Task: From the entries below, gather every line containing the string "unit".

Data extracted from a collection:
:::
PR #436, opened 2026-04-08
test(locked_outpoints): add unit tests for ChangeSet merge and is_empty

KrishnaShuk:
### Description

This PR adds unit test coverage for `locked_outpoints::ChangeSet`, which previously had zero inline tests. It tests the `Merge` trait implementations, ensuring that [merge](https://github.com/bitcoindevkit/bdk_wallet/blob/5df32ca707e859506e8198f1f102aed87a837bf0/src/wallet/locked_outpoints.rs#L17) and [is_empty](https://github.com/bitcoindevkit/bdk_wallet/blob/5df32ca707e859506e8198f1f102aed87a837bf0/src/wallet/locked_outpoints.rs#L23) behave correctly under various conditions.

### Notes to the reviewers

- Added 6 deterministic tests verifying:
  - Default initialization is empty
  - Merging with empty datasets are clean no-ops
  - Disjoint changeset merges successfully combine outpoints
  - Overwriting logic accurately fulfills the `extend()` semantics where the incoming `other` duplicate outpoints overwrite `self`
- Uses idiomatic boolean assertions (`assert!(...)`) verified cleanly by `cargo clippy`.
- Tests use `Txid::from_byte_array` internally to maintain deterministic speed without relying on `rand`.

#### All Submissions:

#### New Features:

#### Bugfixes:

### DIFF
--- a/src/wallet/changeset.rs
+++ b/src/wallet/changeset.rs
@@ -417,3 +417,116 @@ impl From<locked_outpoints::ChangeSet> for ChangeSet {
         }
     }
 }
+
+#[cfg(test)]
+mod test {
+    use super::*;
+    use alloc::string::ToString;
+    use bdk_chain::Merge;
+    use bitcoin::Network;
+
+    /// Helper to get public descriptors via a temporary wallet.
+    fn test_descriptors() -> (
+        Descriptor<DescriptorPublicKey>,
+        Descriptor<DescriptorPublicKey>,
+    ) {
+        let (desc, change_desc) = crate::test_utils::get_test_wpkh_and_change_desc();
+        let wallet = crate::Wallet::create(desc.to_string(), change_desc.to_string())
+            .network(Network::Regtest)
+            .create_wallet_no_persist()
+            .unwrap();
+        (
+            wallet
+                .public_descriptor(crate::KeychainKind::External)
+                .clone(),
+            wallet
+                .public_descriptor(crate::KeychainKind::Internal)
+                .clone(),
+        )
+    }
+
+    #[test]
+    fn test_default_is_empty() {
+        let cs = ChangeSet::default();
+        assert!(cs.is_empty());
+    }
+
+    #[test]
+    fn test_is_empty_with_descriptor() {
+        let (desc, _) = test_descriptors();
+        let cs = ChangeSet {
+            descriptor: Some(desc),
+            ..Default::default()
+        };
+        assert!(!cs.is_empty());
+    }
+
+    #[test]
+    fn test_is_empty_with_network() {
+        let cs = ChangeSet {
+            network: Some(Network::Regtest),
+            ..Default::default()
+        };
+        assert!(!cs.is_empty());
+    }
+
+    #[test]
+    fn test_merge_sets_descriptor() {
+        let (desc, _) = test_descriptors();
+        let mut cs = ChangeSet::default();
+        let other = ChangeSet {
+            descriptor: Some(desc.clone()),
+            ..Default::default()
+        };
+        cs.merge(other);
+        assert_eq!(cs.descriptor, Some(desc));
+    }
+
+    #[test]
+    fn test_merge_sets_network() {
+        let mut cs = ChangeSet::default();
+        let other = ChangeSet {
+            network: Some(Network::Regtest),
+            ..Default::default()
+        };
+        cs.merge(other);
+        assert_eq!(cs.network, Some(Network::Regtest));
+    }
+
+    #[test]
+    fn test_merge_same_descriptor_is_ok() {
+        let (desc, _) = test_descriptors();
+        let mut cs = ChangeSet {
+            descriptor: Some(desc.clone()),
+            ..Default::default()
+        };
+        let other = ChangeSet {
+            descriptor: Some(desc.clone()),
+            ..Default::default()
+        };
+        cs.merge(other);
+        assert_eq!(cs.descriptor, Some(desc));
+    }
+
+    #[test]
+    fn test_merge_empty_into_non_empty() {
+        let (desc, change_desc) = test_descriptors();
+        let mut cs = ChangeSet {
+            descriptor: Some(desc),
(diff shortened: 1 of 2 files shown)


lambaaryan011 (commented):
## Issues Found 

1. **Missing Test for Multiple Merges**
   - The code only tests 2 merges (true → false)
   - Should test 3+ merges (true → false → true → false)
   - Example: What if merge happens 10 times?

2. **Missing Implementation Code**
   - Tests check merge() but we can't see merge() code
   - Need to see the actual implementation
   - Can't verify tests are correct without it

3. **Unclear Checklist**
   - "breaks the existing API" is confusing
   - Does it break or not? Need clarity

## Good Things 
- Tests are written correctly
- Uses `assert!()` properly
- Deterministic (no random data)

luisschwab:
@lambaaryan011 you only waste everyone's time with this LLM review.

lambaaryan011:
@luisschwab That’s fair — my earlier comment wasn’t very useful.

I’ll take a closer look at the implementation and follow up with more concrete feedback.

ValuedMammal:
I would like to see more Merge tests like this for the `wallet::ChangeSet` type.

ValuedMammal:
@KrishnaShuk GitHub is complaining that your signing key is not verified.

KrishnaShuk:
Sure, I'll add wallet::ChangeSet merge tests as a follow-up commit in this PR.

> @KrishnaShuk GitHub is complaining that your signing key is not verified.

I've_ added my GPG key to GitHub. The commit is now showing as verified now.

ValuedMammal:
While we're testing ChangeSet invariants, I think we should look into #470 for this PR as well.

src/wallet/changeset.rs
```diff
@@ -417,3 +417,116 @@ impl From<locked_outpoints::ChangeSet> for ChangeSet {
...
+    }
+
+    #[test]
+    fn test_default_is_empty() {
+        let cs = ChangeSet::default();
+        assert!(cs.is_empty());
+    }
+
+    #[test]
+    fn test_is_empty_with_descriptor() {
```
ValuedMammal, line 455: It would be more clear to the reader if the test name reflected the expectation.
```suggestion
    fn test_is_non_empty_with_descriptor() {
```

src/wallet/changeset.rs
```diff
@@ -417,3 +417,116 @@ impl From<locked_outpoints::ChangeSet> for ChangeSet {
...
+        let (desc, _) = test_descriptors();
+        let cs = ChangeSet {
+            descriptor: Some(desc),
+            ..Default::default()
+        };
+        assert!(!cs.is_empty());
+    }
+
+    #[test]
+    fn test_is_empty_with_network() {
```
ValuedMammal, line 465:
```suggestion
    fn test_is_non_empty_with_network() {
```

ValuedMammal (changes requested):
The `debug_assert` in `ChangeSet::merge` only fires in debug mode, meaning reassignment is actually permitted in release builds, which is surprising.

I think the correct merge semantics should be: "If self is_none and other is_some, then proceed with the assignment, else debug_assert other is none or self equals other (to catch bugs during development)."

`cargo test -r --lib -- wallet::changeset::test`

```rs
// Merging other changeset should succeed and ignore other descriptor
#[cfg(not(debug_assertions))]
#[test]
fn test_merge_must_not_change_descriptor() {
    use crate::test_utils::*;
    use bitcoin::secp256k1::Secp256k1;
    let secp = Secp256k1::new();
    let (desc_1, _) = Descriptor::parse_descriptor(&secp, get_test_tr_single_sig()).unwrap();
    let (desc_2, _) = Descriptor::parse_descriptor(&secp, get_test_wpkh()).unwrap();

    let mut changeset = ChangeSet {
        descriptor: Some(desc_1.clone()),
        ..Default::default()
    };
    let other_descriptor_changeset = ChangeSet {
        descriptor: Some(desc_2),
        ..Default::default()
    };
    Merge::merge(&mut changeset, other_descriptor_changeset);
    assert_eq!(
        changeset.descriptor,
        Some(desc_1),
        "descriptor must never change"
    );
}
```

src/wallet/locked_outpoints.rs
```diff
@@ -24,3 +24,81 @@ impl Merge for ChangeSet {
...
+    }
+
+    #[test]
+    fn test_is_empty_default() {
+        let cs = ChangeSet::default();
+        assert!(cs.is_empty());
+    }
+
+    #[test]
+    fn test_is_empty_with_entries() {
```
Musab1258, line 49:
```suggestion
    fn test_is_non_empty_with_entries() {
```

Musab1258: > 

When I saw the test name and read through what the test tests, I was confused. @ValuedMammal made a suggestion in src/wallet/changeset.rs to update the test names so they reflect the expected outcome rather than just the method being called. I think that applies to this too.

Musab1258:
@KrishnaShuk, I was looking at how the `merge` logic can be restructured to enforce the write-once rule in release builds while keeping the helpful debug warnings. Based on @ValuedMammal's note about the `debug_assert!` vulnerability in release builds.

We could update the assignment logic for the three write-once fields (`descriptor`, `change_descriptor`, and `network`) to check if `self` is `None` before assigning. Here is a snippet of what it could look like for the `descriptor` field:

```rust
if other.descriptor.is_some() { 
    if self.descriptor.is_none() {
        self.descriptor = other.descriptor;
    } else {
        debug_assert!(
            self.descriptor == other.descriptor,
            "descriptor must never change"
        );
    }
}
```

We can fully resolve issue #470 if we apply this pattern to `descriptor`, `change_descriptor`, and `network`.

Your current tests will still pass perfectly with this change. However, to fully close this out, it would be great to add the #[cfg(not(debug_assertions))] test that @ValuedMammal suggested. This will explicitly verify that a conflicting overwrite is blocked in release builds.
:::
Response area:
test(locked_outpoints): add unit tests for ChangeSet merge and is_empty
This PR adds unit test coverage for `locked_outpoints::ChangeSet`, which previously had zero inline tests. It tests the `Merge` trait implementations, ensuring that [merge](https://github.com/bitcoindevkit/bdk_wallet/blob/5df32ca707e859506e8198f1f102aed87a837bf0/src/wallet/locked_outpoints.rs#L17) and [is_empty](https://github.com/bitcoindevkit/bdk_wallet/blob/5df32ca707e859506e8198f1f102aed87a837bf0/src/wallet/locked_outpoints.rs#L23) behave correctly under various conditions.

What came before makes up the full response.